Second, this study used single-item self report measures of health problems. Self report measures have demonstrated good reliability, validity, and agreement with physician's diagnoses [42
]. Nonetheless health assessments were dependent on the participants' ability to accurately recall medical diagnoses and also on their seeking health care. Therefore, some health problems may have been underreported, and the relationships between APOE ε4, depressive symptoms, and cognitive decline may be explained, in part, by unmeasured health problems.
Third, the present study assessed cognitive functioning using the SPMSQ, a brief, ten-point measure of global cognition. Although the SPMSQ has been shown to have good reliability and validity [31
], it is a broad, overall measure of cognitive functioning and is less sensitive to subtle changes in cognitive functioning. This may have obscured the associations among depressive symptoms, genotype and CD.
Fourth, it should be noted that we only included participants' current depressive symptoms in the analysis. Thus, although we used Time-1 depressive symptoms to predict Time-2 cognitive functioning, our measure of depression did not assess participants' past history of depression. Indeed, chronic or prolonged depressive symptoms appear to have a greater impact on cognition than more transient symptoms of depression [43
]. Our measure of depressive symptoms at Time-1 may be conceptualized as a proxy variable for a history of depression However, this is less precise than a measure of lifetime clinical depression, and it introduces two important confounds. Our analyses failed to take into account participants' history of depression if they had no depressive symptoms at Time-1. Second, depressive symptoms assessed at Time-1 may have been symptomatic of prodromal signs of dementia that were not yet observable on our measure of cognitive functioning. Thus, this possible prodromal sign of dementia may have increased, or even caused, the apparent relationship between depressive symptoms and CD.
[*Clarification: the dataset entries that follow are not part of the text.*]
PR #14038, opened 2026-02-03
cmd: ollama menu and launch improvements

pdevine:
This PR adds more menu structure to ollama launch. It adds:

* `ollama run` can now be called to run in Ollama's text chat interface
* ~the integrations can now be installed if they aren't already installed on the system~
* ~a new cute Ollama logo~
* you can start launch by just typing `ollama`

Screenshot 2026-02-06 at 12 27 13
Screenshot 2026-02-06 at 12 27 23

### DIFF
--- a/cmd/config/integrations.go
+++ b/cmd/config/integrations.go
@@ -488,7 +488,7 @@ func listModels(ctx context.Context) ([]selectItem, map[string]bool, map[string]
 
 	items := make([]selectItem, len(modelItems))
 	for i, mi := range modelItems {
-		items[i] = selectItem{Name: mi.Name, Description: mi.Description}
+		items[i] = selectItem(mi)
 	}
 
 	return items, existingModels, cloudModels, client, nil
--- a/cmd/tui/tui.go
+++ b/cmd/tui/tui.go
@@ -16,7 +16,6 @@ import (
 	"github.com/ollama/ollama/version"
 )
 
-
 var (
 	titleStyle = lipgloss.NewStyle().
 			Bold(true).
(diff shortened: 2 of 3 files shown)


cmd/config/integrations.go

Finally, it should be noted that our study had significant missing data due to participants' deaths, refusal of genotyping, and severe cognitive dysfunction interfering with their reports. Moreover, this missing data was not random. Participants with missing data were found to have higher levels of depressive symptoms and cognitive errors at Wave 1. Thus, missing data may have attenuated the gene-depression interaction found in the current study. However, we performed additional analyses to address this issue. In these analyses we assumed all participants with missing data to be carriers of the APOE ε4 allele. Results from these analyses were consistent with our original results (i.e., main effects of depressive symptoms, main effects of APOE genotype, and a significant interaction of depressive symptoms and APOE genotype). Nonetheless, given the large number of participants with missing data, the study's findings may not generalize to the population as a whole.
In sum, our findings suggest that the influence of depressive symptoms on CD is greater among participants with the APOE ε4 allele than those without the allele. Future research should investigate the mechanisms by which both depression and APOE together affect the internal structure of the brain and contribute to CD. Moreover, although the genetic vulnerability for CD cannot be modified, treatment for depression may help reduce the risk for subsequent CD or slow its progression. Given the availability of efficacious pharmacological and psychological treatments for depression as well as the recent interest and promising nature of depression prevention research in old age [44
], future research should explore the impact of interventions for depression on CD.